Reputation: 1
I have a csv file I cannot read properly because instead of it being comma-separated it has semicolons, therefore I cannot read it as a table.
Do you know if I can write a script in order to see it properly? Below I typed how I am reading part of the file.
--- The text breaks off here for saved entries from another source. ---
PR #2056, opened 2022-08-31
[SG-472] Add configuration for new notification type

andrebispo5:
## Type of change
- [ ] Bug fix
- [X] New feature development
- [ ] Other

## Objective

Configure the mobile app to be able to receive and process a new notification type associated with passwordless login. 
Added configuration to be able to show local notifications to the user and dismiss them. 

## Code changes

* **src/App/App.xaml.cs:**
Added subscription in the broadcast service for `unlock` and `passwordlessLoginRequest`. Every time the user unlocks its vault, if there is any pending request, then the app should show the accept/decline modal. If the user in within the app and a new passwordless login notification arrives, it will broadcast a `passwordlessLoginRequest` message, showing the  the accept/decline modal.
* **src/Android/Services/IPushNotificationService.cs:**  
`SendLocalNotification` `DismissLocalNotification` added methods to the interface and following platform implementation. These methods are used to manage device notifications.  

## Screenshots
image

## Before you submit

### DIFF
--- a/src/Android/Services/AndroidPushNotificationService.cs
+++ b/src/Android/Services/AndroidPushNotificationService.cs
@@ -58,16 +58,23 @@ namespace Bit.Droid.Services
 
         public void DismissLocalNotification(string notificationId)
         {
-            var notificationManager = NotificationManagerCompat.From(Android.App.Application.Context);
-            notificationManager.Cancel(int.Parse(notificationId));
+            if (int.TryParse(notificationId, out int intNotificationId))
+            {
+                var notificationManager = NotificationManagerCompat.From(Android.App.Application.Context);
+                notificationManager.Cancel(intNotificationId);
+            }
         }
 
-        public void SendLocalNotification(string title, string message, string notificationId = null)
+        public void SendLocalNotification(string title, string message, string notificationId)
         {
-            notificationId = notificationId ?? new Random().Next(1000, 999999).ToString();
+            if (string.IsNullOrEmpty(notificationId))
+            {
+                throw new ArgumentNullException("notificationId cannot be null or empty.");
+            }
+            
             var context = Android.App.Application.Context;
             var intent = new Intent(context, typeof(MainActivity));
-            var pendingIntent = PendingIntent.GetActivity(context, new Random().Next(1000, 999999), intent, PendingIntentFlags.OneShot);
+            var pendingIntent = PendingIntent.GetActivity(context, 20220801, intent, PendingIntentFlags.OneShot);
             var builder = new NotificationCompat.Builder(context, Constants.AndroidNotificationChannelId)
                .SetContentIntent(pendingIntent)
                .SetContentTitle(title)
@@ -75,10 +82,8 @@ namespace Bit.Droid.Services
                .SetSmallIcon(Resource.Mipmap.ic_launcher)
                .SetAutoCancel(true);
 
-            // Build the notification:
-            var notification = builder.Build();
             var notificationManager = NotificationManagerCompat.From(context);
-            notificationManager.Notify(int.Parse(notificationId), notification);
+            notificationManager.Notify(int.Parse(notificationId), builder.Build());
         }
     }
 }
--- a/src/Android/Services/AndroidPushNotificationService.cs
+++ b/src/Android/Services/AndroidPushNotificationService.cs
@@ -1,8 +1,11 @@
 ﻿#if !FDROID
 using System;
 using System.Threading.Tasks;
+using Android.App;
+using Android.Content;
 using AndroidX.Core.App;
 using Bit.App.Abstractions;
+using Bit.Core;
 using Bit.Core.Abstractions;
 using Xamarin.Forms;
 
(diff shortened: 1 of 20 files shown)


src/App/Abstractions/IPushNotificationService.cs
```diff
@@ -9,5 +10,7 @@ public interface IPushNotificationService
         Task<string> GetTokenAsync();
         Task RegisterAsync();
         Task UnregisterAsync();
+        void SendLocalNotification(string title, string message, string notificationId = null);
```
fedemkr, line 13: I think we could avoid having a `null` default value on `notificationId`. For now at least is not being used and I see that you're generating a random number for the id in the implementations, the problem with that is that the id you generate won't be known by the caller so the caller won't be able to dismiss the notification.
So for now I think we don't need the `null`, and if it's null or empty in the implementation you can just throw an `ArgumentNullException`. If in the future we need this we should change the method to return the newly created `notificationId`

src/Android/Services/AndroidPushNotificationService.cs
```diff
@@ -52,6 +55,31 @@ public Task UnregisterAsync()
             // Do we ever need to unregister?
             return Task.FromResult(0);
         }
+
+        public void DismissLocalNotification(string notificationId)
+        {
+            var notificationManager = NotificationManagerCompat.From(Android.App.Application.Context);
+            notificationManager.Cancel(int.Parse(notificationId));
+        }
```
fedemkr, line 63: I'd add a try parse check here to avoid potential future crashes because if the `notificationId` is `null` or something that is not an `int` here the Parse will crash:
```c#
public void DismissLocalNotification(string notificationId)
{
    if (int.TryParse(notificationId, out int intNotificationId)
    {
        var notificationManager = NotificationManagerCompat.From(Android.App.Application.Context);
        notificationManager.Cancel(intNotificationId);
    }
}
```

src/Android/Services/AndroidPushNotificationService.cs
```diff
@@ -52,6 +55,31 @@ public Task UnregisterAsync()
...
+
+        public void SendLocalNotification(string title, string message, string notificationId = null)
+        {
+            notificationId = notificationId ?? new Random().Next(1000, 999999).ToString();
+            var context = Android.App.Application.Context;
+            var intent = new Intent(context, typeof(MainActivity));
+            var pendingIntent = PendingIntent.GetActivity(context, new Random().Next(1000, 999999), intent, PendingIntentFlags.OneShot);
```
fedemkr, line 70: I believe you can use a const `requestCode` for `GetActivity` or did you have any issues with being it constant?

src/App/App.xaml.cs
```diff
@@ -140,6 +136,10 @@ public App(AppOptions appOptions)
                                 new NavigationPage(new RemoveMasterPasswordPage()));
                         });
                     }
+                    else if (message.Command == "passwordlessLoginRequest" || message.Command == "unlocked")
+                    {
+                        Device.BeginInvokeOnMainThread(() => CheckPasswordlessLoginRequestsAsync().FireAndForget());
```
fedemkr, line 141: I don't think you need the whole method to be invoked on the main thread, do you?. Could you check if you can move that to the specific part where you need it inside `CheckPasswordlessLoginRequestsAsync`? Beware that if you use that inside the async method use `Device.InvokeOnMainThreadAsync` so the inner exceptions bubble up.

fedemkr (changes requested):

src/iOS/AppDelegate.cs
```diff
@@ -304,6 +304,7 @@ public void InitApp()
             iOSCoreHelpers.InitLogger();
             _pushHandler = new iOSPushNotificationHandler(
                 ServiceContainer.Resolve<IPushNotificationListenerService>("pushNotificationListenerService"));
+            UNUserNotificationCenter.Current.Delegate = _pushHandler;
```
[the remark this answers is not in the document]
andrebispo5: You are totally right. Was testing some stuff out and forgot to delete this.

src/iOS/Services/iOSPushNotificationHandler.cs
```diff
@@ -83,8 +83,6 @@ private static string DictionaryToJson(NSDictionary dictionary)
         public void WillPresentNotification(UNUserNotificationCenter center, UNNotification notification, Action<UNNotificationPresentationOptions> completionHandler)
         {
             Debug.WriteLine($"{TAG} WillPresentNotification {notification?.Request?.Content?.UserInfo}");
-
-            OnMessageReceived(notification?.Request?.Content?.UserInfo);
```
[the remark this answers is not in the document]
andrebispo5: oh shoot! Good catch this was by mistake! i actually wanted to delete on the response method below, to avoid infinite looping, but since i decided not to inject any info in the local notification, it won't trigger the `OnMessageReceived` anyway.

src/iOS/Services/iOSPushNotificationService.cs
```diff
@@ -64,5 +67,36 @@ public Task UnregisterAsync()
...
+            };
+
+            notificationId = notificationId ?? new Random().Next(1000, 999999).ToString();
+
+            var request = UNNotificationRequest.FromIdentifier(notificationId, content, null);
+            UNUserNotificationCenter.Current.AddNotificationRequest(request, (err) =>
+            {
+                if (err != null)
+                {
+                    throw new Exception($"Failed to schedule notification: {err}");
```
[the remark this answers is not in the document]
andrebispo5: i will log it to appcenter instead.

src/Android/Services/AndroidPushNotificationService.cs
andrebispo5: Yes the intent is always the same and we actually only the keep the most up to date, so we can use the `requestCode` as a constant.

src/App/App.xaml.cs
```diff
@@ -173,7 +173,7 @@ private async Task CheckPasswordlessLoginRequestsAsync()
                 DeviceType = loginRequestData.RequestDeviceType
             });
             await _stateService.SetPasswordlessLoginNotificationAsync(null);
-            await Application.Current.MainPage.Navigation.PushModalAsync(new NavigationPage(page));
+            Device.BeginInvokeOnMainThread(async () => await Application.Current.MainPage.Navigation.PushModalAsync(new NavigationPage(page)));
```
fedemkr, line 176: Use `await Device.InvokeOnMainThreadAsync(...)` instead. It allows bubbling up the exceptions and prevents crashing the app due to the async void code block inside that could potentially throw an exception. Here is the implementation of [InvokeOnMainThreadAsync](https://github.com/xamarin/Xamarin.Forms/blob/5.0.0/Xamarin.Forms.Core/Device.cs#L109) if you want to look at it.

fedemkr (changes requested):

fedemkr (approved):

;"sid";"aid";"sentnr";"parnr";"sentence";"Subject.party";
1;43160789;74861000;1;1;"Officieel „aanzoek"" namens
2;43160790;74861000;1;2;"Van onze parlementaire redactie NA;NA;NA;NA;NA;NA;NA
3;43160791;74861000;2;2;"Hierdoor is de opvolging van
4;43160792;74861000;3;2;"Dr. Samkalden had in ;NA;NA;NA;NA;NA;NA;NA
5;43160793;74861000;4;2;"In het kabinet-Bi
6;43160794;74861000;5;2;"_";NA;NA;NA;NA;NA;NA;NA
Upvotes: 0
Views: 105
Reputation: 87054
Use the delimiter
argument to csv.reader()
;
import csv
with open('your_file.csv') as f:
reader = csv.reader(f, delimiter=';')
_ = next(reader) # skip header row
for row in reader:
print row
Output
['1', '43160789', '74861000', '1', '1', 'Officieel \xc3\xa2\xe2\x82\xac\xc5\xbeaanzoek" namens\n2;43160790;74861000;1;2;Van onze parlementaire redactie NA', 'NA', 'NA', 'NA', 'NA', 'NA', 'NA'] ['3', '43160791', '74861000', '2', '2', 'Hierdoor is de opvolging van\n4;43160792;74861000;3;2;Dr. Samkalden had in ', 'NA', 'NA', 'NA', 'NA', 'NA', 'NA', 'NA'] ['5', '43160793', '74861000', '4', '2', 'In het kabinet-Bi\n6;43160794;74861000;5;2;_"', 'NA', 'NA', 'NA', 'NA', 'NA', 'NA', 'NA']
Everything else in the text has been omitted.